:: Source information ::
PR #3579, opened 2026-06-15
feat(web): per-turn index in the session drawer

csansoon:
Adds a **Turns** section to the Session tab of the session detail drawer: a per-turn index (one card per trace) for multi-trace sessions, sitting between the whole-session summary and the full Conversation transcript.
:::
:: Source information ::
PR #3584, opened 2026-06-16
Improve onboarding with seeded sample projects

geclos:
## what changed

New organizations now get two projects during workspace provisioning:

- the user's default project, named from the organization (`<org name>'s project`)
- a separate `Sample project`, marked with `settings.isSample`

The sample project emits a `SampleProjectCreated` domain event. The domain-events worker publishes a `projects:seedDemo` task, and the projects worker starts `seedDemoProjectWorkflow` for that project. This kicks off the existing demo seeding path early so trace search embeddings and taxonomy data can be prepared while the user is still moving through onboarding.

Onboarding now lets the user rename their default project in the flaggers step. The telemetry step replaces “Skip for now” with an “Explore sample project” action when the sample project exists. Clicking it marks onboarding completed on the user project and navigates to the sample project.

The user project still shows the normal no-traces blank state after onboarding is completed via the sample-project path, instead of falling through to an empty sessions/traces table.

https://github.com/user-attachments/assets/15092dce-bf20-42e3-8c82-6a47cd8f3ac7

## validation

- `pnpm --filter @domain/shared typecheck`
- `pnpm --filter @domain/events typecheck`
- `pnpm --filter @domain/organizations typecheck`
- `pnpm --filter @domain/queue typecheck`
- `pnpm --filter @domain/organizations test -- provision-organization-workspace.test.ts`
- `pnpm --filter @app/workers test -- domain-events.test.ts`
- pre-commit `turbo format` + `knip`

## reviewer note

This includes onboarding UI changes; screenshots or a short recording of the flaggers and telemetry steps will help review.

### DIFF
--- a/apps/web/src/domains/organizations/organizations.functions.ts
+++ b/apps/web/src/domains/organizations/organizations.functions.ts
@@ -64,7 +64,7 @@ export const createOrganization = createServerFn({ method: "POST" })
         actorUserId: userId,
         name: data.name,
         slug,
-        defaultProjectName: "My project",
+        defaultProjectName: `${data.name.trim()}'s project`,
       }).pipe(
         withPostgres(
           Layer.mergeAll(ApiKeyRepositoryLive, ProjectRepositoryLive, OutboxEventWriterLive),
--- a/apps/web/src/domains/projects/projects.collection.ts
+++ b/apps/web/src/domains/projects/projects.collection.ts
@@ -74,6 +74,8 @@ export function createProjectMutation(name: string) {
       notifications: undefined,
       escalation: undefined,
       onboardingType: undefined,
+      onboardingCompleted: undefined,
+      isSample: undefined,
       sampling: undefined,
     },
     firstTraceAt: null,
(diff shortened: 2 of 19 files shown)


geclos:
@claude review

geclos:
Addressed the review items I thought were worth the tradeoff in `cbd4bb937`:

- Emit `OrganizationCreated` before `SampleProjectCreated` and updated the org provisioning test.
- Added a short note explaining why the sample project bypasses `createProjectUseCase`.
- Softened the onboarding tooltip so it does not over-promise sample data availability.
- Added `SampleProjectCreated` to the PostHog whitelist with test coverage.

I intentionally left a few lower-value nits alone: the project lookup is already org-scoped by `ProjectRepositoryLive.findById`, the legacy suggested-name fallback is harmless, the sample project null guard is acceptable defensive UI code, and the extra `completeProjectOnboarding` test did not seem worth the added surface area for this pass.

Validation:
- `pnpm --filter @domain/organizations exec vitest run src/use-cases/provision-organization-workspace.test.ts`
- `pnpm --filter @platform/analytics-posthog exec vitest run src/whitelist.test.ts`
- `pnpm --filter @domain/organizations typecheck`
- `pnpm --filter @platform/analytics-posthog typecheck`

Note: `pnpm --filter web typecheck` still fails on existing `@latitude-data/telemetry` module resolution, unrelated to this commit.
:::
| Activity |
Starting at the line above that holds "(diff shortened: 2 of 19 files shown)" and ending at the line that holds "to this commit.", transcribe each line exactly and include no other lines.

| Solution to the exercise |
(diff shortened: 2 of 19 files shown)


geclos:
@claude review

geclos:
Addressed the review items I thought were worth the tradeoff in `cbd4bb937`:

- Emit `OrganizationCreated` before `SampleProjectCreated` and updated the org provisioning test.
- Added a short note explaining why the sample project bypasses `createProjectUseCase`.
- Softened the onboarding tooltip so it does not over-promise sample data availability.
- Added `SampleProjectCreated` to the PostHog whitelist with test coverage.

I intentionally left a few lower-value nits alone: the project lookup is already org-scoped by `ProjectRepositoryLive.findById`, the legacy suggested-name fallback is harmless, the sample project null guard is acceptable defensive UI code, and the extra `completeProjectOnboarding` test did not seem worth the added surface area for this pass.

Validation:
- `pnpm --filter @domain/organizations exec vitest run src/use-cases/provision-organization-workspace.test.ts`
- `pnpm --filter @platform/analytics-posthog exec vitest run src/whitelist.test.ts`
- `pnpm --filter @domain/organizations typecheck`
- `pnpm --filter @platform/analytics-posthog typecheck`

Note: `pnpm --filter web typecheck` still fails on existing `@latitude-data/telemetry` module resolution, unrelated to this commit.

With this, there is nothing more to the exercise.